0
votes

So according to the documentation "Dataflow scales up if a streaming pipeline remains backlogged with workers utilizing, on average, more than 20% of their CPUs, for a couple minutes" (https://cloud.google.com/dataflow/docs/guides/deploying-a-pipeline#autoscaling). Is there an exact timeframe when Dataflow starts scaling up?

Because I tested my streaming job using Streaming Engine (with 1 worker by default) to see if the autoscaling works and if the number of workers go up but after having a CPU utilization of more than 20% for more than 6 min. and also having a backlog of unacknowledged messages from PubSub for the same amount of time (around 6 min.) the number of current workers kept being 1 and no autoscaling happened.

Also regarding the autoscaling chart under Job metrics in Dataflow it says for me: "Current workers: 1, Target workers: 1". What does "target workers" mean and what is the difference with current workers?

Thanks in advance for any help.

1

1 Answers

0
votes

Regarding the autoscaling chart.

  • Current workers - Number of workers currently used by the pipeline
  • Target workers - Number of workers suggested by the Dataflow autoscaling algorithm.

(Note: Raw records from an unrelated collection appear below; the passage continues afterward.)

PR #638, opened 2019-08-26
[webhook] Serving telemetry on another address avoid TLS problems

leominov:
| Q               | A
| --------------- | ---
| Bug fix?        | yes
| New feature?    | yes
| API breaks?     | no
| Deprecations?   | yes

### What's in this PR?

Serving vault-secrets-webhook telemetry on another address avoid TLS problems.

### Why?

Without changes we can't collect metrics via Prometheus. It's my fault, sorry.

### Checklist

### To Do


bonifaido:
What kind of TLS problems do you have with the current setup?

leominov:
Prometheus haven't some sort of insecure options per target, so vault-secrets-webhook is always down for him. We can only change `__address__ `, `__scheme__ ` and `__metrics_path__ ` via Kubernetes annotations.

leominov:
I saw sources of `kubernetes/autoscaler` and `istio/gallery`, looks like it's common practice to separate this things.

bonifaido:
I understand your issue, TLS can be configured on the Prometheus scrape job level only. Can you try that?

Right now we use the Prometheus Operator ServiceMonitor configuration to get our metric targets as in here: https://github.com/banzaicloud/bank-vaults/blob/master/charts/vault-secrets-webhook/templates/prometheus-monitorservice.yaml which use TLS by default (which can be defined on the Service level here). So this change would break the current behavior. Can we make this configurable so start on HTTP (instead of HTTPS) only when defined so?

leominov:
You absolutely right, but making separated jobs for every service that we use it's not an option. For now we don't use any operator for Prometheus, so we configure it with `kubernetes_sd_config` for all pods in cluster.

So yes, I can make it configurable and we discuss about it later.

bonifaido:
So I guess you don't use the Helm chart? :)

leominov:
Nope :) Is it problem?

bonifaido:
No, absolutely not, was just a guess!

leominov:
Thanks, I think my next step will be adding new metrics :D

PR #641, opened 2019-08-27
Add postgresql as an allowed HA backend

### LINKED ISSUE #639: Postgres isn't supported as an HA backend
If I add a storage stanza for `postgres` and include `ha_enabled: "true"`, the operator complains when the stateful set is > 1.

Could be an upscale or a downscale. Pipeline is trying to achieve this.

Regarding time for scaling decision, I don't think there's an exact guarantee provided by the Dataflow service here. Please refer to the Streaming Autoscaling related documentation here. If you think if there's an issue related to autoscaling, please contact Dataflow support so that that they can look into your specific pipeline.